If the code is correct, perhaps it’s a SuperCollider bug. I’m using v3.11.2 on macOS 10.15.6.

It feels a bit like there may be an issue with the RecordBuf and PV_RecordBug uGens. Maybe files are being opened for writing, the write fails, for some reason, and the files are not properly closed again.

It could be that the RT server crashes with the synth are related to attempting to read from corrupt analysis files (though loading the files into the “b” and “p” buffers doesn’t report errors).

“It fails” could mean a lot of things… “[you] mentioned” that it fails but I really have no idea what “it” means.

I’d like to see a really concrete example of failure vs success. If the pitch analysis file is corrupt, how is it corrupt? (I’m skeptical of this – Tartini should be deterministic – if it isn’t deterministic for you, it would be helpful to present evidence). Or, is the analysis file fine, and it’s a playback issue?

As for playback with the pitch shifting – I’d suggest to solve one problem at a time: first, a very simple SynthDef using the pitch data, and only after this is working, integrate it into the larger context. You’ll be tempted to go right to the full patch, but there are a lot of moving parts. If you’re not sure how the pitch part will work yet, it would be better to step back temporarily.

hjh

Sorry, I’m being wooly again. When I say “it fails” I meant in the way mentioned in a previous message - the analysis files don’t seem to be written properly. In these cases, the FFT analysis file previews in Finder as silent except for a loud click at the beginning, and won’t open in Audacity, though I think (from memory) Get Info in the finder does report the expected file-type, sample-rate and length for the file.

In fact, I’ve had instances of the data from the FFT analysis buffer being written into the pitch file, as well as the FFT file being apparently corrupt.

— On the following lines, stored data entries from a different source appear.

Issue #127, opened 2019-12-01
Waiting for Google to put "Google Drive" API into production mode 


ahyatt:
**Describe the bug**
On signing into Google Drive, I get the following error:

"Sign in with Google temporarily disabled for this app
This app has not been verified yet by Google in order to use Google Sign In."

**To Reproduce**
1. Go to the organice page
2. Click on Sign In
3. Select Google Drive
4. Select account

**Expected behavior**
I would expect to be logged in

**Screenshots**
[Sign in Issue.pdf](https://github.com/200ok-ch/organice/files/3908747/Sign.in.Issue.pdf)

**Desktop (please complete the following information):**
 - OS: Mac OS X
 - Browser: Chrome & Safari

**Additional context**
My account has 2-factor authentication enabled, not sure if that affects the issue.

munen:
@ahyatt Thank you for the report. It actually does work for me (I just tried logging out and in again). That is not to say that there's something amiss, of course!

@branch14 Can you look into this or give me access to the Google APIs, please?

branch14:
@ahyatt Thanks for the heads up! :+1:

I guess it was working for users that had passed the consent screen. But not for new users. The Google Dev Console "hid" the reason in a popup: "Because you updated the application logo, your consent screen requires verification by Google."

I just resubmitted it for verification. :crossed_fingers:

I'll leave this issue open as it is not fully resolved, yet.

munen:
Update: This is what we see in the Google Cloud Console:

![image](https://user-images.githubusercontent.com/505721/72259118-f3263c00-360f-11ea-9f0c-b6bad310af26.png)

They are taking their time...

munen:
Update: Google still shows no update in the Google Cloud Console:

![image](https://user-images.githubusercontent.com/505721/73203301-12a78380-413d-11ea-99fc-805b90ecec09.png)


According to their estimate, it should have been processed any day in the last two weeks. Hence, it should be any day now(;

ahyatt:
I checked internally at Google, and evidently they have no record of this being a production system and no request for verification.  Perhaps this was requested in the wrong way, they referred me to this documentation: https://support.google.com/cloud/answer/9110914#submit-howto.

ahyatt:
Update: evidently my previous update was wrong - and was about another project named "Organice".  Evidently there are several.

At any rate, there was a mistake about not updating scopes during the request submission, and that needs to happen before this can be closed.  They will reach out to you and let you know what needs to be done.

[...]

Issue #109, opened 2019-11-21
Replace integration of Google Drive through <script> include in index.html with NPM module


munen:
organice adds the Google Drive API SDK through an old school `<script>` tag in the index.html file ([here](https://github.com/200ok-ch/organice/blob/master/public/index.html#L41)).

It would be better to put it as a proper dependency through `yarn add googleapis` and then follow the [documentation](https://www.npmjs.com/package/googleapis) to refactor the [sync backend](https://github.com/200ok-ch/organice/blob/master/src/sync_backend_clients/google_drive_sync_backend_client.js).

Rationale:

1. It's bad practice to add dependencies through in tags.
2. With the current integration, it requires the browser to allow third party cookies which is proper sane to have turned off for most folks.

munen:
Is anyone interested in taking responsiblility for the Google Drive integration? There's a number of open issues which only relate to Google Drive(#107, #109, #127).

From the current maintainers, nobody is using the Google Drive integration and nobody currently has time to spend on it. Generally speaking, the current integration works (if you're an early adopter on organice.200ok.ch or run your own instance to provide your own Google Drive API key). However, the three issues linked above prevent new users to use Google Drive easily.

It would be great if there's at least one person willing to take on proper Google Drive integration. Otherwise, I fear, that the easiest option would be to disable Google Drive until such a time comes.

If someone speaks up, I'd be absolutely willing to share information, help out, do pairing sessions (on Zoom or the like) and do code reviews.

asymmetric:
I think considering the cost of leaving GDrive on (i.e. the necessity of allowing 3rd party scripts), it's better to remove support for it ASAP, and re-add it once someone shows up to maintain it.

markamaze:
tried to implement googleapis npm package and ran into the same problems described in these issues:

[https://github.com/googleapis/nodejs-dialogflow/issues/716](url)
[https://github.com/googleapis/nodejs-dialogflow/issues/314](url)

munen:
@markamaze Thank you for looking into this :pray: 

The finding is unfortunate, though. From the first issue you're linking to, it looks like the googleapis package cannot be used from a create-react-app or next.js app at this point - maybe even not possible from an app using webpack: https://github.com/googleapis/nodejs-dialogflow/issues/314#issuecomment-479672058

[...]

Issue #107, opened 2019-11-15
Sign in to Google Drive from new versions of Chrome disfunctional


klapauciusisgreat:
When I try to sign in with Google drive, I can. However:

1) Chrome wants to prevent me, claiming the website is "unsafe", so need to go through 'advanced' and explicitly tell Chrome to ignore.

2) After signing in, I end up on the homepage that now looks identical to  when I was not signed in (e.g., shows sample, and sign in). When I now try to sign in again, the click on Google drive does nothing.

I have not looked deeper, but I checked with Chrome and Safari on MacOS (using the demo site at organice.200ok.ch)

I'm probably do something super stupid, but I'm stuck :) If this is a known problem, many thanks in advance for telling me.

klapauciusisgreat:
Actually, I was testing with the Chrome canary version, which gave me (among others) this warning:

[Report Only] Refused to create a worker from 'https://organice.200ok.ch/service-worker.js' because it violates the following Content Security Policy directive: "worker-src 'none'".

Sign in actually works on the main Chrome branch. Safari, OTOH, also did not work for me.

I'm not sure if I should close it, or if someone wants to look at this to prevent this from becoming a real bug as new chrome versions get rolled out.

munen:
Thank you for reporting this @klapauciusisgreat 

I do confirm that logging in to Google Drive doesn't work in newer versions of Chrome. It also doesn't work in Mobile Safari. It used to, though. Curious how Google is keeping users out when two of their products try to connect without informing the API admins.

I'm personally using Dropbox on a daily basis with organice, so I wouldn't have caught this until somebody spoke up. Thank you for doing so and providing debug information! :pray: 

I'll look into this as soon as I can. In the meantime, I recommend to use another browser. I tested access to Google Drive sucessfully from Firefox on the same machine where Chrome didn't connect. In case the same problem exists on Android/Chrome, using Firefox in the interim should also work. According to [another ticket](https://github.com/200ok-ch/organice/issues/89), I just heard that this combination is working.

Sorry for the inconvenience and thanks again for helping out!

munen:
Update: Turns out I _cannot_ reproduce this bug. I ran into another bug with the Google Drive integration for which I created a new issue #109 

But I'm also not running on Chrome Canary, I'm using Chromium from Debian testing (76.0.3809.100 (Developer Build)). And I can't test using Chrome Canary, because Google requires me to run a non-free operating whilst my dev boxes don't run Windows or macOS:

[...]

PR #817, opened 2022-06-03
fix: Remove Google Drive

munen:
Closes: #127, #107, #109

This removes Google Drive in code and documentation. The rationale is documented in the changelog.

@schoettl, @branch14 Any last words you want to say before we bury this for good? :smirk:


branch14:
So Long, and Thanks for All the Fish?

I like that this is classified as a "fix". :smile:

LGTM :+1:

PR #822, opened 2022-06-08
feat: login to gitlab from native app

branch14:


munen:
Successfully tested on my machine. Native functionality is coming up superbly :100: :rocket:

PR #117, opened 2024-06-26
releng: Downgrade org.mozilla.rhino to org.mozilla.javascript

### LINKED ISSUE #116: EASE Scripting feature fails at initialization
The incubator EASE Scripting feature throws an exception at initialization (e.g. switching to Scripting perspective).

EASE (org.eclipse.ease) has a dependency on org.mozilla.javascript plug-in. Trace Compass is using the latest version of this feature which has been renamed to org.mozilla.rhino, for use with the XML Analysis feature.

When both plug-ins are installed it creates a conflict that causes initialization failure of the RhinoScriptEngine.

Trace Compass needs to downgrade to use the older org.mozilla.javascript plug-in to ensure compatibility with the incubator EASE Scripting feature. This older version can be found in previous Orbit release repositories.

To use the latest version of org.mozilla.rhino plug-in, it will require an update from the EASE project first.

PatrickTasse:
Use older version of org.mozilla.javascript for compatibility with incubator EASE Scripting feature.

Fixes #116

### DIFF
--- a/rcp/org.eclipse.tracecompass.rcp/feature.xml
+++ b/rcp/org.eclipse.tracecompass.rcp/feature.xml
@@ -230,7 +230,7 @@
          version="0.0.0"/>
 
    <plugin
-         id="org.mozilla.rhino"
+         id="org.mozilla.javascript"
          version="0.0.0"/>
 
    <plugin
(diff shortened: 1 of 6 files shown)


bhufmann (approved):
Looks good to me. Thanks!

PR #123, opened 2024-07-10
Event aspect data type

kavehshahedi:
Added data type to the event and segment aspects (Segment already had getType, but the aspects didn't). The aim was to synchronize the trace-server functionalities w.r.t. tables in order to indicate the type of columns.

### DIFF
--- a/tmf/org.eclipse.tracecompass.tmf.core/src/org/eclipse/tracecompass/internal/provisional/tmf/core/model/events/TmfEventTableDataProvider.java
+++ b/tmf/org.eclipse.tracecompass.tmf.core/src/org/eclipse/tracecompass/internal/provisional/tmf/core/model/events/TmfEventTableDataProvider.java
@@ -152,7 +152,7 @@ public class TmfEventTableDataProvider extends AbstractTmfTableDataProvider impl
         for (ITmfEventAspect<?> aspect : aspects.values()) {
             synchronized (fAspectToIdMap) {
                 long id = fAspectToIdMap.computeIfAbsent(aspect, a -> createColumnId());
-                model.add(new TmfEventTableColumnDataModel(id, -1, Collections.singletonList(aspect.getName()), aspect.getHelpText(), aspect.isHiddenByDefault()));
+                model.add(new TmfEventTableColumnDataModel(id, -1, Collections.singletonList(aspect.getName()), aspect.getHelpText(), aspect.isHiddenByDefault(), aspect.getDataType()));
                 hasTs |= (aspect == TmfBaseAspects.getTimestampAspect());
             }
         }
@@ -160,7 +160,7 @@ public class TmfEventTableDataProvider extends AbstractTmfTableDataProvider impl
             synchronized (fAspectToIdMap) {
                 ITmfEventAspect<Long> aspect = TmfBaseAspects.getTimestampNsAspect();
                 long id = fAspectToIdMap.computeIfAbsent(aspect, a -> createColumnId());
-                model.add(new TmfEventTableColumnDataModel(id, -1, Collections.singletonList(aspect.getName()), aspect.getHelpText(), aspect.isHiddenByDefault()));
+                model.add(new TmfEventTableColumnDataModel(id, -1, Collections.singletonList(aspect.getName()), aspect.getHelpText(), aspect.isHiddenByDefault(), aspect.getDataType()));
             }
         }
         return new TmfModelResponse<>(new TmfTreeModel<>(Collections.emptyList(), model), ITmfResponse.Status.COMPLETED, CommonStatusMessage.COMPLETED);
--- a/tmf/org.eclipse.tracecompass.tmf.core/src/org/eclipse/tracecompass/internal/provisional/tmf/core/model/events/TmfEventTableDataProvider.java
+++ b/tmf/org.eclipse.tracecompass.tmf.core/src/org/eclipse/tracecompass/internal/provisional/tmf/core/model/events/TmfEventTableDataProvider.java
@@ -152,7 +152,7 @@ public class TmfEventTableDataProvider extends AbstractTmfTableDataProvider impl
         for (ITmfEventAspect<?> aspect : aspects.values()) {
             synchronized (fAspectToIdMap) {
                 long id = fAspectToIdMap.computeIfAbsent(aspect, a -> createColumnId());
-                model.add(new TmfEventTableColumnDataModel(id, -1, Collections.singletonList(aspect.getName()), aspect.getHelpText(), aspect.isHiddenByDefault(), aspect.getDataType()));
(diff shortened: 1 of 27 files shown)


MatthewKhouzam (commented):
Looks like a great approach to me!

MatthewKhouzam (approved):
LGTM

tmf/org.eclipse.tracecompass.tmf.core/src/org/eclipse/tracecompass/internal/provisional/tmf/core/model/events/TmfEventTableDataProvider.java
```diff
@@ -152,15 +152,15 @@ public TmfModelResponse<TmfTreeModel<TmfEventTableColumnDataModel>> fetchTree(Ma
         for (ITmfEventAspect<?> aspect : aspects.values()) {
             synchronized (fAspectToIdMap) {
                 long id = fAspectToIdMap.computeIfAbsent(aspect, a -> createColumnId());
-                model.add(new TmfEventTableColumnDataModel(id, -1, Collections.singletonList(aspect.getName()), aspect.getHelpText(), aspect.isHiddenByDefault()));
+                model.add(new TmfEventTableColumnDataModel(id, -1, Collections.singletonList(aspect.getName()), aspect.getHelpText(), aspect.isHiddenByDefault(), aspect.getDataType().name()));
```
bhufmann, line 155: This comment is for line 149 above where a `MultiAspect` can be created. A `MultiAspect` is created for aspects that are coming from the different traces and provide the same information, for example cpu, pid or tid. This avoids to have duplicated and redundant columns. The way how a `MuiltAspect` is created is that aspects have to have a common parent class. For example `LinuxTidAspect` is the base class for `KernelTidAspect` and  `ContextTidAspect`.

So, if one has an experiment with a LTTng UST and Kernel trace a `MultiAspect` is created and  currently it doesn't override the getDataType() method, and hence the data type that the `TmfEventTableDataProvider` provides is the default `STRING`.

Please update the `MultiAspect` to implement the `getDataType()` method and return the correct data type from the stored `fAspects` class variable (use the first one in the list). 
```java
@Override
    public DataType getDataType() {
        for (ITmfEventAspect<?> aspect : fAspects) {
            return aspect.getDataType();
        }
        return ITmfEventAspect.super.getDataType();
    }
```

Please also add a check in the `MultiAspect.create(aspects, aspectClass)` method if the list of aspects don't have all the same data type (which they should) similar to the warning if the names of aspects are not the same. See here what I mean https://github.com/eclipse-tracecompass/org.eclipse.tracecompass/blob/c8509f55bb32a5a7ad3ee7eb4ffe7d7828ac7316/tmf/org.eclipse.tracecompass.tmf.core/src/org/eclipse/tracecompass/tmf/core/event/aspect/MultiAspect.java#L80).

bhufmann (changes requested):
Thanks for this contribution. I have a few comments.

I noticed that you have multiple commits. That's ok, however, each commit should be a logical increment of the implemented feature, which has a successful build. The first 2 commits is for events aspects, the third one for event and segment store aspects and the last is to fix a broken test. One suggestion is to have event aspect changes in one commit and the segment store changes in another.

I also noticed that the commit messages are not formatted properly and missing signed-of line. Please also update the commit messages for that (see here for some guidelines: https://github.com/eclipse-tracecompass/org.eclipse.tracecompass/blob/master/CONTRIBUTING.md#pull-request-guidelines)

tmf/org.eclipse.tracecompass.tmf.core/src/org/eclipse/tracecompass/tmf/core/event/aspect/ITmfEventAspect.java
```diff
@@ -107,4 +108,16 @@ public interface ITmfEventAspect<T> {
...
+
+
+    /**
+     * This method will return the data type of the aspect.
+     * The data type is considered as String by default
+     *
+     * @return the data type of the aspect
+     * @since 9.3
+     */
+    default DataType getDataType() {
```
bhufmann, line 120: This method should be added also to `ISegmentAspect` interface and related implementations of that interface (See also SegmentStoreTableDataProvider that use `ISegmentAspect`)

bhufmann:
@kavehshahedi what's the status on this PR?

tmf/org.eclipse.tracecompass.tmf.core/src/org/eclipse/tracecompass/tmf/core/event/aspect/ITmfEventAspect.java
kavehshahedi: I investigated this suggestion, but it doesn't sound proper;

1. The `DataType getDataType()` in the `ITmfEventAspect` class returns the data type based on the `DataType` enum.
2. The `SegmentType getType()` in the `ISegmentAspect` class returns the segment type based on the `SegmentType` enum.
3. Your recommendation is to add a `DataType`-based method in the `ISegmentAspect` class to return the data type of the segment. However, the type that a segment can have is either `CATEGORICAL` or `CONTINUOUS`, which are not present in the `DataType` enum. 
4. As we need to have a consistent enum type for both classes to use in the `TmfTreeDataModel` class, your suggestion may not be suitable.

Hence, I was thinking of having a common enum interface for `DataType` and `SegmentType`, so we can handle it easier.

bhufmann: I think CATEGORICAL/CONTINUOUS and the values of DataType are complementary and not just one each. A column can have DataType NUMBER and can be CONTINUOUS or a column could have a DataType NUMBER but it's CATEGORICAL. So, you can't just have one enum which includes values of DataType and SegmentType. Or do I miss understand something?

@MatthewKhouzam any comment from your side?

kavehshahedi: Oh, I didn't know that a segment can have both types (data type + segment type) at the same time. In this case, that wouldn't be a problem, and your solution works fine. I guess @MatthewKhouzam can also verify it.

MatthewKhouzam (changes requested):
I agree with Bernd's take.

MatthewKhouzam (approved):
Type and DataType are different. I'm good with this!

@kavehshahedi  you need to update the commit messages with 
[added] an [changed] 

```If the patch is significant enough to have a mention in the New & Noteworthy, annotate the patch with [Fixed], [Added], [Changed], [Deprecated], or [Security] with a short description of what the change does.```

MatthewKhouzam (approved):

bhufmann (approved):
Thanks for the update. It looks good to me.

With the exception of the rare occasions (maybe only once) I’ve seen this happen, the pitch-analysis data actually seems to be generated and written properly.

The pitch-tracking uGens itself seems to work as intended.

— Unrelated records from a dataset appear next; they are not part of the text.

PR #125, opened 2024-07-16
Implement interface to delete persistant data for segment store analysis (on-disk)

bhufmann:
This PR contains 2 commits:

- Implement AbstractSegmentStoreAnalysisModule.clearPersistentData()
  - This allows to delete on-disk segment store data file from the analysis module. If segment store is open, it will close the segment store file first before deleting the file. Otherwise delete the file directly.
  - Calling methods are responsible to re-trigger the analysis execution
  - This allows deleting on-disk segment store state while a trace is open
- timing.tests: Move SegmentStoreAnalysisTest to stubs directory


MatthewKhouzam (approved):
Looks good to me.

MatthewKhouzam (approved):

PR #126, opened 2024-07-16
Trace event update

MatthewKhouzam:
Broken, but want to discuss


bhufmann:
The version of the trace-event-logger is 0.0.4. Should it be version 1.0 first, before using it in the Trace Compass project?

MatthewKhouzam:
I'm still in the testing phase. Thanks!

PR #134, opened 2024-08-16
tmf: Support list of values in matches statements in timegraph filter

### LINKED ISSUE #81: Time Graph filter doesn't support list of values in matches statements
The time graph filter doesn't support list of values in matches statements. For example, using the Resources view with a LTTng kernel trace, the filter string `CPU matches [0,1]` doesn't match anything and by default everything is shown and non-matching CPU rows are not dimmed. On the contrary, value ranges, like `CPU matches [0-1]` will highlight matching CPU rows and dim the rest. 

rcv-cpu-filtering-bug

bhufmann:
Add comma to list of supported characters in FilterParser ANTLR grammar.

Fixes #81

[Fixed] Support list of values in matches statements in timegraph filter


MatthewKhouzam (commented):
Do we need this still?

bhufmann:
> Do we need this still?

Maybe not for the list of values. Comma is not really needed. However, for qualifiers, e.g. `{2,4}` it would be useful?

MatthewKhouzam:
My question, is it deviating from regexes, and thus would it be less portable in the long run.
Let's say we move away from our grammar, would we need to keep the logic elsewhere?

bhufmann:
> My question, is it deviating from regexes, and thus would it be less portable in the long run. Let's say we move away from our grammar, would we need to keep the logic elsewhere?

`,` as valid text character was missing before. Because of that, it was not possible to match a comma or use it in regex quantifiers. So, I still think it should be added. Maybe I need to change the commit and PR description to make it clear.

MatthewKhouzam:
Yes, my question is that [0,2] is not really a regex, I think. It will only match the characters '0', ',' and '2'. Do we want that?

bhufmann:
> Yes, my question is that [0,2] is not really a regex, I think. It will only match the characters '0', ',' and '2'. Do we want that?

`[0,2]` is a regex. It looks for `0` or `,` or `2`.

MatthewKhouzam (approved):
I believe this is the right way forward too!

PR #140, opened 2024-08-30
Add default values to SegmentStoreStatisticsAspects

siwei-zhang-work:
The statistics previously used default values like Double.MAX_VALUE and Double.MIN_VALUE for fields such as min and max, which were displayed when no elements were present in the statistics. This commit introduces a default value of null for situations where there are no elements in the statistics.

[Added] Default value for SegmentStoreStatisticsAspects


bhufmann (approved):
LGTM. Thanks!

MatthewKhouzam (approved):
Looks good to me.

[Added] instead of [Add]

PR #141, opened 2024-08-30
tmf: Add support for json-schema file to TmfConfigurationSourceType

bhufmann:
For schema specification see https://json-schema.org/

[Added] support for json-schema file to TmfConfigurationSourceType

See https://github.com/eclipse-cdt-cloud/trace-server-protocol/pull/103

### DIFF
--- a/tmf/org.eclipse.tracecompass.tmf.core/src/org/eclipse/tracecompass/tmf/core/config/ITmfConfigurationSourceType.java
+++ b/tmf/org.eclipse.tracecompass.tmf.core/src/org/eclipse/tracecompass/tmf/core/config/ITmfConfigurationSourceType.java
@@ -11,7 +11,10 @@
 
 package org.eclipse.tracecompass.tmf.core.config;
 
+import java.io.File;
 import java.util.List;
+
+import org.eclipse.jdt.annotation.Nullable;
 
 /**
  * Interface to implement that describes a configuration source.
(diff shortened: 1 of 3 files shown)


tmf/org.eclipse.tracecompass.tmf.core/src/org/eclipse/tracecompass/tmf/core/config/ITmfConfigurationSourceType.java
```diff
@@ -49,4 +52,16 @@ public interface ITmfConfigurationSourceType {
      * @return A list of query parameter descriptors to be passed
      */
     List<ITmfConfigParamDescriptor> getConfigParamDescriptors();
+    /**
```
PatrickTasse, line 55: Missing blank line before

tmf/org.eclipse.tracecompass.tmf.core/src/org/eclipse/tracecompass/tmf/core/config/ITmfConfigurationSourceType.java
```diff
@@ -49,4 +52,16 @@ public interface ITmfConfigurationSourceType {
...
+     * A string containing a json-schema describing the query parameters
```
PatrickTasse, line 56: Gets a file containing...

tmf/org.eclipse.tracecompass.tmf.core/src/org/eclipse/tracecompass/tmf/core/config/ITmfConfigurationSourceType.java
```diff
@@ -49,4 +52,16 @@ public interface ITmfConfigurationSourceType {
...
+     * to be passed when creating a configuration instance of this type.
+     *
+     * Note: Use either {@link #getConfigParamDescriptors()} or {@link #getSchemaFile()}
```
PatrickTasse, line 59: For the user, they don't know which is to be used. I would suggest:
Note: If the schema file is null, use {@link #getConfigParamDescriptors()} instead.

Should we also add a note in that other method?
Note: Use this method if {@link #getSchemaFile()} returns null.

PatrickTasse (changes requested):

tmf/org.eclipse.tracecompass.tmf.core/src/org/eclipse/tracecompass/tmf/core/config/ITmfConfigurationSourceType.java
bhufmann: Done

PatrickTasse (approved):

If I repeatedly run the analysis function on the same audio, sometimes it will work as intended, and sometimes not.

I’ve found that commenting-out the lines in the NRT server definition related to pitch-analysis seems to reduce these errors in writing the FFT data, so thew problem appears to be related to the two operations happening at the same to (though as with all intermittent issues, it’s hard to say if removing the pitch analysis eliminated them altogether).

I’m at work at the moment, and on my work machine (a slightly higher-spec iMac), I can’t get the same glitch to occur. Analysis and file-writing seems to work fine, now, with the NRT server defined as above…

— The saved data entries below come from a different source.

PR #144, opened 2024-09-06
Json schema json if

bhufmann:
This PR includes changes of PR #141.

An additional commit is added:
- tmf: Add API constant for retrieving json string from TmfConfiguration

See above. But playback does seem to crash the SC server sometimes.

In testing, I usually run each code block in turn, from the top, but I haven’t always been checking that the analysis files have been correctly written, so it’s possible that the crashes occur when the files have not been correctly written.

This is very good advice! The time-domain pitch-shifting using the PitchShift uGen is OK for downward-shifting, but predictably not so great for pitching up, when it goes metal chipmunk after a few semitones.